En 2004, dix-sept ans après le premier, La Femme de Sath, et trois ans après le précédent, Le Ravissement, bien difficile à trouver de ce côté-ci du globe, paraît le sixième roman d’Andrée A. Michaud, Le Pendu de Trempes. Pour l’occasion c’est un retour à l’éditeur de son premier livre, les Editions Québec Amérique, ce qui explique peut-être la plus grande facilité à se le procurer pour nous Européens.

Un animal au sommet d’une colline veille sur un village en contrebas. Il ne sait pas pourquoi il le fait mais cette mission lui semble assignée. Alors qu’il observe encore et toujours ces maisons comme pétrifiées, il aperçoit un homme arrivant au volant d’une voiture. Il s’arrête d’abord au bord d’un lac puis reprend sa route jusqu’à la rivière. L’animal comprend alors qu’il doit descendre pour le guider.
Après ce prologue, le narrateur prend la parole. Ou la plume. Depuis soixante-douze heures à Trempes, après vingt-cinq ans d’absence, il mesure les heures grâce à l’ombre du pendu, dans la clairière où il est venu retrouver ses souvenirs. Il est arrivé trop tard de quelques heures, Paul Faber s’est pendu juste avant son retour. Peut-être le narrateur aurait-il pu l’en empêcher s’il avait pu le voir juste avant qu’il mette à exécution son projet. Mais Paul Faber est là, au bout de la corde. Le narrateur décide de ne le dire à personne, venu retrouver le village de son enfance et quelques vérités sur lui et cette époque, il entame une introspection, aidé par cet ami pendu et la faune et la flore de cette forêt qu’il a autrefois parcourue.
Faber était comme un frère et pourtant, il ne l’a plus revu depuis son départ de Trempes. Imprégné de questionnements sur la foi et la religion, il le sait devenu prêtre du village. Il l’a découvert grâce aux corneilles qui volaient au-dessus de lui, en cercle. Et d’un coyote qu’il a trouvé là, une patte en moins, sûrement rongée pour se sortir d’un piège.
Au milieu de cette nature et de ce village presque oublié, la folie guette.
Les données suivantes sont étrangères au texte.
PR #640, opened 2026-08-12
fix(config): bind env for the keys that have no default

### LINKED ISSUE #639: env-only STORAGE and five other fields are silently ignored
`STORAGE=true` in the environment does not turn storage on unless `clusterData.json` also has a `storage` key. same for five other fields. no error, no log, the config just reads back false.

it is the gap #593 describes, still open for the fields it did not cover. `LoadConfig` calls `v.AutomaticEnv()`, but that only affects viper's getters. `Unmarshal` walks the keys viper knows about, from the config file, a default, or an explicit binding, and it cannot enumerate the environment, so a key in none of those never reaches the struct. the comment above the `cveMatchingMode` resolution already says as much:

```go
// with AutomaticEnv, a value supplied purely via environment variable is visible
// to IsSet/GetString but is NOT populated by Unmarshal
```

so whether an env override works comes down to whether the field happens to have a `SetDefault` above. loading `testdata` (whose `clusterData.json` has no key for any of these) with each variable set on its own:

```
STORAGE              env=true         -> false
KEEPLOCAL            env=true         -> false
RISKACCEPTANCE       env=true         -> false
STOREFILTEREDSBOM    env=true         -> false
NODESBOMGENERATION   env=true         -> false
PARTIALRELEVANCY     env=true         -> false
NAMESPACE            env=custom-ns    -> custom-ns
SCANCONCURRENCY      env=7            -> 7
```

the last two work only because they have defaults set.

`storage` is the one that stings: kubevuln comes up with storage off, so nothing is written to the apiserver, while the deployment looks correctly configured. `riskAcceptance` silently drops the SecurityException path. `accountID` and `clusterName` are in the same position, though those are normally in the file.

`v.BindEnv` on each of the keys that has no default is enough to register them. `cveMatchingMode` and `useDefaultMatchers` should stay out of it, since they are resolved through `IsSet` and already handle the env case.

version: main (cb4aa30), follow-up to #593

AnshulPatil2005:
## Overview

binds the config keys that have no `SetDefault` to the environment, so an env-only value reaches the struct.

`AutomaticEnv` only affects viper's getters. `Unmarshal` walks the keys viper knows about, from the config file, a default, or an explicit binding, and it cannot enumerate the environment, so a key in none of those was silently dropped. whether an env override worked came down to whether the field happened to have a default set above it. the comment on the `cveMatchingMode` resolution already documents the gap, and #593 worked around it for `trustedVendors` and `proxyRegistryMap` by reading through viper's getters.

six fields were still affected. `storage` is the one that stings: `STORAGE=true` on a `clusterData.json` with no `storage` key left kubevuln running with storage off, writing nothing to the apiserver, while the deployment looked correctly configured. `riskAcceptance` silently dropped the SecurityException path. `accountID` and `clusterName` were in the same position and are bound too, though those are normally in the file.

## Additional Information

`BindEnv` rather than `SetDefault`, because a default would make `IsSet` report the key as set even when nothing set it, and that presence detection is load-bearing here. the comment above `cveMatchingMode` calls it out. `BindEnv` leaves `IsSet` false when the variable is absent, so nothing else shifts.

`cveMatchingMode` and `useDefaultMatchers` are deliberately not bound. they are resolved through `IsSet` and already handle env, and binding them would be churn on logic that works.

precedence is unchanged: environment over file over default. there is a test for that, since binding keys is exactly the kind of change that could quietly invert it.

## How to Test

`go test ./config/ -count=1`

- `TestLoadConfigEnvOnlyFieldsWithoutDefaults` sets each variable on its own against the existing `testdata`, whose `clusterData.json` carries none of these keys, and asserts it lands. all six subtests fail before this.
- `TestLoadConfigEnvBindingKeepsFilePrecedence` asserts `accountID` still comes from the file when the environment is silent, and that the environment still wins when it is not.

the existing env tests for `TRUSTEDVENDORS`, `PROXYREGISTRYMAP`, `CVEMATCHINGMODE` and `USEDEFAULTMATCHERS` are untouched and still pass.

## Related issues/PRs:

* Resolved #639
* Follow-up to #593

## Summary by CodeRabbit

- **Bug Fixes**
  - Environment-based configuration values now load correctly for boolean settings.
  - Environment variables override configuration file values when provided, while file values remain unchanged when variables are unset.

### DIFF
--- a/config/config.go
+++ b/config/config.go
@@ -116,6 +116,32 @@ func LoadConfig(path string) (Config, error) {
 
 	v.AutomaticEnv()
 
+	// AutomaticEnv on its own does not make a key reachable by Unmarshal. viper can only
+	// unmarshal keys it knows about, from the config file, a default, or an explicit
+	// binding, and it cannot enumerate the environment, so a key that appears in none of
+	// those is silently dropped. Everything with a SetDefault above is already covered;
+	// these are the remaining fields, which clusterData.json does not always carry. Without
+	// this, STORAGE=true on a config file that has no "storage" key reads back as false and
+	// kubevuln runs with storage off while looking correctly configured. Same gap #593 fixed
+	// for trustedVendors and proxyRegistryMap by reading through viper's getters.
+	//
+	// cveMatchingMode and useDefaultMatchers are deliberately left out: they are resolved
+	// through IsSet below, which already handles the env case.
+	for _, key := range []string{
+		"accountID",
+		"clusterName",
+		"keepLocal",
+		"nodeSbomGeneration",
+		"partialRelevancy",
+		"riskAcceptance",
+		"storage",
+		"storeFilteredSbom",
+	} {
+		if err := v.BindEnv(key); err != nil {
+			return Config{}, fmt.Errorf("binding %s to the environment: %w", key, err)
+		}
+	}
+
 	err := v.ReadInConfig()
 	if err != nil {
 		return Config{}, err
--- a/config/config_test.go
+++ b/config/config_test.go
@@ -291,3 +291,49 @@ func TestLoadConfigProxyRegistryMapEnv_Invalid(t *testing.T) {
 	assert.Error(t, err)
 	assert.Contains(t, err.Error(), "proxyRegistryMap")
 }
+
+// TestLoadConfigEnvOnlyFieldsWithoutDefaults verifies that a field carried only by the
+// environment reaches the struct. AutomaticEnv does not achieve that on its own: viper
+// unmarshals the keys it knows about, and it cannot enumerate the environment, so a key
+// with no default and no entry in clusterData.json was dropped. STORAGE is the one that
+// matters most, since kubevuln would then run with storage off while looking configured
+// for it.
+func TestLoadConfigEnvOnlyFieldsWithoutDefaults(t *testing.T) {
+	tests := []struct {
+		name  string
+		env   string
+		value string
+		got   func(Config) bool
+	}{
+		{"storage", "STORAGE", "true", func(c Config) bool { return c.Storage }},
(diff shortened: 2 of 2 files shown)


matthyx (approved):
Reviewed the fix and traced it against Viper's actual precedence/env semantics — it's correct.

**What I verified**
- The 8 keys bound (`accountID`, `clusterName`, `keepLocal`, `nodeSbomGeneration`, `partialRelevancy`, `riskAcceptance`, `storage`, `storeFilteredSbom`) are exactly the `Config` fields with no `SetDefault` and not already special-cased via `IsSet`+getter (`cveMatchingMode`, `useDefaultMatchers`, `trustedVendors`, `proxyRegistryMap`). No field is missed and none is redundantly bound.
- `BindEnv` makes viper aware of the key so `Unmarshal` can see it, while leaving `find()`'s normal precedence intact: env is checked before the config file, but an *unset* env var falls through to the file value, so file precedence when the env is silent still holds.
- Env var names derived from `BindEnv` (`ACCOUNTID`, `STORAGE`, `KEEPLOCAL`, etc.) match the ones the new tests set — confirmed by running `go test ./config/... -run TestLoadConfig -v -count=1` locally: all pass, including both new tests.
- CI is green (lint, CodeQL, security scans, cross-platform build, `pr-created/test`), and the PR is `MERGEABLE` with no conflicts against `main`.

**Non-blocking nit** (CodeRabbit already flagged this): `TestLoadConfigEnvBindingKeepsFilePrecedence`'s first assertion (file value used when env is silent) doesn't clear `ACCOUNTID` from the test process's environment first. If a CI runner ever had `ACCOUNTID` set, that subtest would spuriously fail. Not a blocker — worth a follow-up `t.Setenv("ACCOUNTID", "")` if you're touching this test again.

No blockers found. Approving.

PR #641, opened 2026-08-12
refactor: extract the duplicated cache-hit exception reconciliation into reconcileCachedCVE

### LINKED ISSUE #638: ScanCP/ScanCVE/ScanRegistry duplicate the exception cache-hit reconciliation block, which is why the same VEX/persistence bug has been fixed three separate times
# Description
`core/services/scan.go`'s three scan entry points — `ScanCP`, `ScanCVE`, `ScanRegistry` — each carry their own near-identical ~40-50 line copy of the "cached CVE manifest was hit, now re-evaluate it against the current SecurityException set" block:

- `ScanCP`: lines 326-364
- `ScanCVE`: lines 526-577
- `ScanRegistry`: lines 690-741

The `ScanCVE` and `ScanRegistry` copies are byte-identical except for a single comment line-wrap (confirmed with `diff`). Each block independently: snapshots which CVEs the stored manifest currently suppresses (`v1.IgnoredMatchKeys`), re-filters the manifest against the live exception set (`v1.RestoreSuppressedMatches` + `applyExceptionsToManifest`), diffs old vs. new suppression sets, hand-computes whether any suppression was *removed* (`hasRemovals`), and gates persistence/VEX-republishing on that. `ScanCP`'s copy is the same block minus the VEX-republish step, since `ScanCP` never calls `storeVEX` on any path (that omission is consistent with its cache-miss behavior, not a bug in itself).

There is no shared function for this sequencing logic — every flow re-derives it by hand, in parallel with the existing shared helpers `applyExceptionsToManifest` (line 794) and `storeVEX` (line 776) that each copy already calls into.

This is not a hypothetical maintainability concern: this exact duplication has already produced three separate, previously-filed and closed bugs against this precise block, each one a case of a fix landing in one flow and being missed in another:
- #469 — deleting a SecurityException never restored suppression on cached scans (the motivation for this block existing).
- #501 — `ScanCP` passed unfiltered manifests to `StoreVEX` and omitted VEX updates on cached exception re-evaluation.
- #557 — `ScanCVE` never generated VEX documents, and `ScanRegistry`'s cache-hit path *still* didn't after a first fix attempt — the same issue had to be re-applied to a second flow.

The adjacent SBOM-creation logic in these same four flows had this exact category of duplication already recognized and fixed: `getOrCreateSBOM` (line 1296) was extracted to unify SBOM creation across all four flows (#605/#610), with #622 (open) chasing a follow-on gap discovered in that consolidated code. This cache-hit reconciliation block is the one piece of orchestration logic from the same subsystem that never received the same treatment.

# Environment
OS: `Any`
Version: `main`

# Steps To Reproduce
1. Open `core/services/scan.go` and locate the three blocks starting with the comment `// A cached manifest was filtered against the exception set at store time.` at lines 327, 526, and 690.
2. Run `diff <(sed -n '526,577p' core/services/scan.go) <(sed -n '690,741p' core/services/scan.go)` — confirms the `ScanCVE` and `ScanRegistry` copies are identical except one comment line-wrap.
3. Look up #469, #501, #557 — each is a fix to this exact block that had to be independently discovered and applied to one flow, then later found missing in another.
4. Note that no shared helper exists for this sequencing (unlike the sibling `getOrCreateSBOM` extraction for SBOM caching), so any future change to this logic (e.g. adjusting the persist-safety rule, or wiring in external VEX ingestion per #387) must again be manually ported across three call sites by hand.

# Expected behavior
This snapshot/diff/persist-safety/republish sequence should exist as a single shared method on `ScanService` (e.g. `reconcileCachedCVE`), called by `ScanCP`, `ScanCVE`, and `ScanRegistry`, with the one real behavioral difference between flows (whether to call `storeVEX`) expressed as an explicit parameter rather than by omitting the whole block. A future change to this logic should require editing one function, not three.

# Actual Behavior
The logic is copy-pasted three times with no shared abstraction. Every change to this behavior requires manually keeping three call sites in sync, and history shows that doesn't reliably happen: #469, #501, and #557 are three separate bug reports that all trace back to this same duplicated block drifting out of sync between flows.

# Additional context
**Affected files for a fix:**
- `core/services/scan.go` — extract the shared helper, replace the three call sites in `ScanCP`, `ScanCVE`, `ScanRegistry`.
- `core/services/scan_test.go` — each flow's cache-hit path is currently tested independently and would need to be re-pointed at the shared helper.
- Possibly `docs/security-exception-design-review.md` if it documents this behavior per-flow.

**Acceptance criteria:**
- A single shared method replaces the three duplicated blocks, preserving existing persist-safety semantics exactly (`exceptionsComplete || !hasRemovals` for `StoreCVE`/`StoreCVESummary`, `exceptionsComplete` alone for `storeVEX`) — this should be a refactor, not a behavior change.
- `ScanCP`'s lack of a `storeVEX` call stays explicit (e.g. a `withVEX bool` parameter) rather than silently reappearing or silently vanishing from the other two flows.
- Existing tests for all three flows' cache-hit paths continue to pass.
- `GenerateSBOM` is unaffected — it doesn't have this cache-hit CVE-reconciliation concern (only SBOM caching) and is out of scope for this extraction.

1. Extract the shared sequence out of `ScanCVE` (the most complete of the three copies) into a private `ScanService` helper.
2. Parameterize the one real difference (whether to call `storeVEX`) explicitly.
3. Replace the three call sites in `ScanCP`, `ScanCVE`, `ScanRegistry` with calls to the new helper.
4. Consolidate the corresponding unit tests in `core/services/scan_test.go` to test the shared helper directly, plus one integration-level assertion per flow that it's wired in correctly.
5. Spot-check `docs/security-exception-design-review.md` for any per-flow description that should now point at the shared helper.

bhuvan-somisetty:
## Overview

`ScanCP`, `ScanCVE`, and `ScanRegistry` (`core/services/scan.go`) each carried their own near-identical ~40-50 line block that re-evaluates a cached CVE manifest against the current SecurityException set: snapshot which CVEs are currently suppressed, restore suppressed matches, re-filter, diff old vs. new suppression to decide what's safe to persist, and — for `ScanCVE`/`ScanRegistry` — republish VEX under a removal-safety rule. The `ScanCVE` and `ScanRegistry` copies were byte-identical except for a single comment line-wrap.

This duplication is why the same class of bug kept resurfacing in one flow after being fixed in another: #469, #501, and #557 are three separate, previously closed issues against this exact block, each a fix applied to one function that had to be independently re-discovered and re-applied to a second flow later.

This PR extracts the sequence into a single `reconcileCachedCVE` method. The one real behavioral difference between callers — whether to republish VEX at that point — is now an explicit `publishVEX` parameter: `ScanCVE` and `ScanRegistry` pass `true` (matching their prior behavior), `ScanCP` passes `false` since it republishes VEX later itself, once relevancy-filtered (`cvep`) results are also available, gated on both exception-completeness flags.

No behavior change — this is a pure refactor, verified against the existing regression suite (see below).

## How to Test

```
go test ./core/services/... -run 'TestScanService_ScanCP$|TestScanService_ScanCVE$|TestScanService_ScanRegistry$|TestScanService_ScanRegistry_StorageAndExceptions|CacheHit|CacheMiss' -v
```

This exercises 54 individual test cases across `scan_test.go`'s existing coverage of cache-hit/cache-miss behavior for all three flows — deleted/added exceptions, `ExpiredOnFix` transitions, degraded exception fetches (partial CRD-list failures), and VEX republish gating — all passing unmodified against the refactored code.

```
go test ./...
```

Full suite passes except three environment-dependent tests requiring a local Docker/testcontainers Grype-DB fixture (`TestScanService_NginxTest`, `Test_grypeAdapter_DBVersion`, `Test_grypeAdapter_ScanSBOM`), unrelated to this change.

## Related issues/PRs:

* Resolved #638

## Summary by CodeRabbit

* **Bug Fixes**
  * Improved consistency when reconciling cached vulnerability results across scan types.
  * Preserved suppressed findings when security exception data is incomplete.
  * Ensured updated exceptions are applied correctly to cached results.
  * Improved VEX publication timing so only relevant, complete results are republished.

### DIFF
--- a/core/services/scan.go
+++ b/core/services/scan.go
@@ -349,43 +349,9 @@ func (s *ScanService) ScanCP(mainCtx context.Context) error {
 				}
 			}
 		} else {
-			// A cached manifest was filtered against the exception set at store time.
-			// Reconstruct the unfiltered manifest so the CURRENT exception set is
-			// re-evaluated (deleted exceptions and ExpiredOnFix transitions
-			// un-suppress findings) and SubmitCVE/StoreVEX receive the same
-			// unfiltered data a cache miss would produce.
-			prevIgnored := v1.IgnoredMatchKeys(cve.Content)
-			cve.Content = v1.RestoreSuppressedMatches(cve.Content)
-			filteredCve, cveExceptionsComplete = s.applyExceptionsToManifest(ctx, cve)
-
-			if s.storage {
-				curIgnored := v1.IgnoredMatchKeys(filteredCve.Content)
-				if !maps.Equal(prevIgnored, curIgnored) {
-					// Persist additions freely, but never persist removals when the
-					// exception set is incomplete: a transient SecurityException CRD
-					// list failure must not look like a deletion and wipe suppression
-					// from the stored manifest.
-					hasRemovals := false
-					for k := range prevIgnored {
-						if _, ok := curIgnored[k]; !ok {
-							hasRemovals = true
-							break
-						}
-					}
-					if cveExceptionsComplete || !hasRemovals {
-						err = s.cveRepository.StoreCVE(ctx, filteredCve, false)
-						if err != nil {
-							logger.L().Ctx(ctx).Warning("storing CVE with exceptions", helpers.Error(err),
-								helpers.String("imageSlug", slug))
-						}
-						err = s.cveRepository.StoreCVESummary(ctx, filteredCve, domain.CVEManifest{}, false)
-						if err != nil {
-							logger.L().Ctx(ctx).Warning("storing CVE summary with exceptions", helpers.Error(err),
-								helpers.String("imageSlug", slug))
-						}
-					}
-				}
-			}
+			// VEX is not published here: ScanCP republishes it later, once
+			// filteredCvep is also available, gated on both exceptionsComplete flags.
+			cve, filteredCve, cveExceptionsComplete = s.reconcileCachedCVE(ctx, cve, slug, false)
 		}
 
 		// generate SBOM' from SBOM and relevant files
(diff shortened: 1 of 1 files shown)


matthyx (approved):
Reviewed the diff against the pre-refactor code in `ScanCP`, `ScanCVE`, and `ScanRegistry`.

- Traced each call site's return values through to their later use (`ScanCP`'s `filteredCve`/`cveExceptionsComplete` feed the later `storeVEX` gate at line ~407; `ScanCVE`/`ScanRegistry` only reuse `cve`, correctly discarded the rest) — all match prior behavior exactly.
- `reconcileCachedCVE` reproduces the removal-safety persistence rule and VEX-republish gating verbatim, with `publishVEX` correctly wired: `true` for `ScanCVE`/`ScanRegistry`, `false` for `ScanCP` (which republishes later once `cvep` is available).
- Value-receiver `cve domain.CVEManifest` mutate-then-return preserves the original mutate-in-place semantics for the caller's `cve` variable.
- No test or behavioral changes; all CI checks (build, lint, tests, CodeQL, GitGuardian) are green, and CodeRabbit's automated pass found no actionable issues.

No blockers. Nice reduction of the triplicated block that kept causing repeat bugs (#469, #501, #557).

PR #646, opened 2026-08-12
fix(services): match relevant-file paths that carry a wildcard placeholder

### LINKED ISSUE #645: relevant-file paths collapsed to a wildcard are never matched, so their packages look irrelevant
`filterSBOM` treats a relevant-file path as dynamic only if it contains `DynamicIdentifier`:

```go
relevantFiles.Each(func(file string) bool {
	if strings.Contains(file, dynamicpathdetector.DynamicIdentifier) {
		segmentCount := strings.Count(file, "/")
		dynamicPathsBySegmentCount[segmentCount] = append(dynamicPathsBySegmentCount[segmentCount], file)
	}
	return false
})
```

there are two placeholders though, not one:

```go
DynamicIdentifier  string = "⋯"  // U+22EF: ⋯ (one segment / one arg)
WildcardIdentifier string = "*"  // zero-or-more path segments (opens only)
```

and the detector produces the second from the first, collapsing runs of `⋯` into a single `*`, so `/a/⋯/⋯/b` is stored in the profile as `/a/*/b`. those paths reach us through `containerProfile.Spec.Opens`, which is exactly where the comment says `*` comes from.

a path like that contains no `⋯`, so it is never collected, never compared with `CompareDynamic`, and only ever gets the exact string equality check, which a pattern cannot pass. the file is dropped from the filtered SBOM, its package goes with it, and the relevancy scan reports a package that is loaded as not relevant.

a path carrying both, `/usr/lib/⋯/*/mod.so`, is collected but then bucketed by its own segment count, and the `*` means the file it matches has a different one, so the bucket never holds it either.

`CompareDynamic` against the two kinds:

```
"/usr/lib/⋯/mod.so"   vs "/usr/lib/python3/mod.so"  match=true   collected=true   segs 4/4
"/usr/lib/⋯/mod.so"   vs "/usr/lib/a/b/mod.so"      match=false  collected=true   segs 4/5
"/usr/lib/*/mod.so"   vs "/usr/lib/a/b/mod.so"      match=true   collected=false  segs 4/5
"/usr/lib/*/mod.so"   vs "/usr/lib/mod.so"          match=true   collected=false  segs 4/3
"/usr/lib/*"          vs "/usr/lib/a/b/c"           match=true   collected=false  segs 3/5
"/usr/lib/⋯/*/mod.so" vs "/usr/lib/a/b/c/mod.so"    match=true   collected=true   segs 5/6
```

the segment-count index from #448 is right for `⋯`, which really is one segment and cannot match across counts, as the second line shows. it is only `*` that does not fit a bucket.

so the split is: keep the index for paths carrying only `⋯`, and compare paths carrying `*` against every file, since no bucket can hold them.

version: main (746a949)

AnshulPatil2005:
## Overview

`filterSBOM` only recognised one of the two placeholders a relevant-file path can carry. it collected paths containing `DynamicIdentifier` (`⋯`, one segment) and ignored `WildcardIdentifier` (`*`, zero or more segments), which the detector produces by collapsing runs of `⋯`, so `/a/⋯/⋯/b` reaches us as `/a/*/b` through `containerProfile.Spec.Opens`.

such a path was never compared with `CompareDynamic` at all. it only got the exact string equality check, which a pattern cannot pass, so the file was dropped from the filtered SBOM, its package went with it, and the relevancy scan reported a package that is loaded as not relevant. a path carrying both, `/usr/lib/⋯/*/mod.so`, was collected but then bucketed by its own segment count, which the `*` makes wrong.

the segment-count index from #448 is correct for `⋯`: it really is one segment and cannot match across counts. so this keeps that index for paths carrying only `⋯` and compares the `*` ones against every file, since no bucket can hold them.

## Additional Information

the two groups are matched separately rather than by concatenating the bucket with the wildcard list, since appending to a slice that came out of the map would write into that bucket's spare capacity and corrupt it for later files.

the `*` list is only the relevant-file paths that contain a `*`, not the whole set, so the extra work is bounded by how many collapsed patterns a profile actually has rather than by the file count.

## How to Test

`go test ./core/services/ -run TestFilterSBOM -count=1`

`TestFilterSBOM_WildcardRelevantPaths` runs a file and the package that owns it through the filter for each placeholder shape.

four of the six fail before this, all of them `*` cases:

```
wildcard spanning several segments   "/usr/lib/*/mod.so"    vs /usr/lib/a/b/mod.so
wildcard spanning none               "/usr/lib/*/mod.so"    vs /usr/lib/mod.so
trailing wildcard                    "/usr/lib/*"           vs /usr/lib/a/b/c
both placeholders together           "/usr/lib/⋯/*/mod.so"  vs /usr/lib/a/b/c/mod.so
```

the other two are the `⋯` cases, one that must match and one that must not, and they pass before and after: the point is to keep #448's index working and to not start over-matching in its place.

## Related issues/PRs:

* Resolved #645
* Follow-up to #448

### DIFF
--- a/adapters/v1/domain_to_armo.go
+++ b/adapters/v1/domain_to_armo.go
@@ -98,6 +98,9 @@ func DomainToArmo(ctx context.Context, grypeDocument v1beta1.GrypeDocument, vuln
 		parentLayer := map[string]string{
 			dummyLayer: parentLayerHash,
 		}
+		// ...and one of layer to its position in the image, so the earliest layer a package
+		// appears in can be picked directly rather than by walking the chain from the root.
+		layerPosition := map[string]int{}
 
 		target, err := NewTargetFromSource(grypeDocument.Source)
 		if err != nil {
@@ -106,9 +109,10 @@ func DomainToArmo(ctx context.Context, grypeDocument v1beta1.GrypeDocument, vuln
 
 		if target.IsImageTarget() {
 			imageMetadata := target.GetImageMetadata()
-			for _, layer := range imageMetadata.Layers {
+			for i, layer := range imageMetadata.Layers {
 				parentLayer[layer.Digest] = parentLayerHash
 				parentLayerHash = layer.Digest
+				layerPosition[layer.Digest] = i
 			}
 		}
 
@@ -202,10 +206,15 @@ func DomainToArmo(ctx context.Context, grypeDocument v1beta1.GrypeDocument, vuln
 
 			// fill extra layer information
 			for i, v := range vulnerabilityResults {
+				// The package is introduced by the earliest layer it appears in. This used to
+				// walk the parent chain from "", which meant it only ever resolved for a
+				// package present in the image's first layer: for anything added by a later
+				// layer no element could start the chain, and the result stayed empty.
 				earlyLayer := ""
+				earlyPosition := 0
 				for j, layer := range v.Layers {
-					if layer.ParentLayerHash == earlyLayer {
-						earlyLayer = layer.LayerHash
+					if position, ok := layerPosition[layer.LayerHash]; ok && (earlyLayer == "" || position < earlyPosition) {
+						earlyLayer, earlyPosition = layer.LayerHash, position
 					}
 					if l, ok := data[layer.LayerHash]; ok {
 						if layer.LayerInfo == nil {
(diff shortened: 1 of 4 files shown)


matthyx (approved):
Reviewed both fixes against the storage `dynamicpathdetector` package semantics (⋯ = exactly one segment, `*` = zero-or-more mid-path / one-or-more trailing) and traced the layer-position logic by hand.

**`core/services/scan.go` (`filterSBOM`)** — correct. Splitting `WildcardIdentifier` paths out of the segment-count buckets and comparing them against every file is the right fix: a `*` pattern can span any number of segments, so no fixed bucket can hold it, and the `⋯`-only paths correctly keep the #448 bucket since that placeholder is always exactly one segment. The new `TestFilterSBOM_WildcardRelevantPaths` cases (spanning several segments, spanning none, trailing wildcard, both placeholders combined) match this semantics and I confirmed they reproduce the described pre-fix failures.

**`adapters/v1/domain_to_armo.go` (`IntroducedInLayer`)** — correct. Replacing the parent-chain walk (which could only ever resolve if a match's `Layers` happened to contain the image's first layer) with a `layerPosition` index and taking the minimum position is the right approach, and it's an improvement even in the untested edge case where a match mixes an image layer with an unrecognized digest — it now deterministically prefers the real image layer regardless of slice order. The fallback for a match with no locations (placeholder layer) also matches the old code's behavior for that case. Test cases (base/middle/top layer, several layers picking the earliest, unrecognized layer) all check out.

No blockers. CI is green (build, lint, tests, CodeQL, GitGuardian, DCO). Nice write-up in the PR description with a clear before/after failure list.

je m’interroge seulement sur le prix de la vie au regard de son poids

Le narrateur est venu à Trempes pour retrouver son passé. Le comprendre, en cerner les incidences sur sa vie depuis. Il était inséparable de Paul Faber et, du jour au lendemain, ils se sont trouvés séparés. De puis, le narrateur, qui finira par avoir un nom, n’a plus voulu s’attacher, éprouver de sentiments. Ou n’a plus su le faire.
Dans une langue riche et précise, Andrée A. Michaud développe son histoire. Chaque phrase est en équilibre, oscillant entre l’affirmation et le questionnement, entre le doute et la certitude, passant du constat à son analyse et une prise de distance teintée d’ironie.
La faune est bien présente, les oiseaux, naturalisés par un habitant du village qui accepte d’héberger l’homme de retour à Trempes, le ou les coyotes protégeant la forêt. La clairière abrite certains souvenirs. L’amitié passée refait surface, entre Paul et le narrateur, leur passion commune pour une fille, Anna. Dans cette forêt, traversée par la rivière des arbres morts, certains événements se sont produits, qu’il faut affronter. Dans toute leur violence, leur tragique.
Proche de la recherche de la mémoire de son premier roman, la romancière s’appuie cette fois sur celui qui détient ces souvenirs et qui doit les faire émerger. Celui qui doit les accepter pour les faire véritablement siens alors qu’il les a jusqu’ici maintenus au dehors. Cela suffisait-il vraiment à l’en préserver ?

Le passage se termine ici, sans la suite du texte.